Never really counted, ten is so far maybe.


----------



## GMJ (Jun 24, 2014)

Until last year I didn't but I was just interested that's all. Thought it might be good to have an actual motorhoming thread amongst all the general stuff.

I know that a number of our members don't/can't tour anymore but still enjoy the info and hearing about others trips (and contributing to them too with suggestions etc).


----------



## barryd (May 9, 2008)

There used to be a stats section on the old site.
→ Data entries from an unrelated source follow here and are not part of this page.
PR #867, opened 2024-07-18
linux: Remove the use of OpenSSL Engine API

tbzatek:
OpenSSL engines are not FIPS compatible and corresponding API is deprecated since OpenSSL 3.0. It appears this API is not actually used in the code, so remove it.

----

This is a wild shot and I wouldn't pretend I know what I'm doing. This simple change does however seem to do the trick. Tested only against openssl 3.0. Affects `nvme_gen_dhchap_key()`, tested through `nvme gen-dhchap-key`.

By the looks of it someone is still using it! 

I think I last updated mine in 2012!

you will need to login to view it properly but I wouldnt bother unless you know your old username and password for the old site.

https://www.motorhomefacts.com/stopover-search.html


----------



## JanHank (Mar 29, 2015)

Only 2 names there that still post you and Dave, DJMotorhomer.

It’s hard to believe I have only been away from home for 18 days, am I going to be able to stick it out until the middle of June :frown2:


----------



## sennen523 (May 6, 2006)

GMJ said:


> We don't seem to have a thread where folks can post up running totals of how many nights they have spent away in their MH during the course of the year. If the thread gets traction I thought it might be an interesting read at year end seeing how many nights we have all been away and what we have got up to.
> 
> I'll kick off: so far it's 74 for us across 2 trips (Spain and Cheltenham/Cardiff). I keep a daily diary when in the MH so w can remember what we got up to in later years.
> 
> Over to you :smile2:


I still use the Old Sites, "Stopovers Usage Tracking", wish it could be moved to this New Site. I use it as my main log and print it off & keep in a file.
Unfortunately, no other members use it now so I can't get stopover ideas from other members.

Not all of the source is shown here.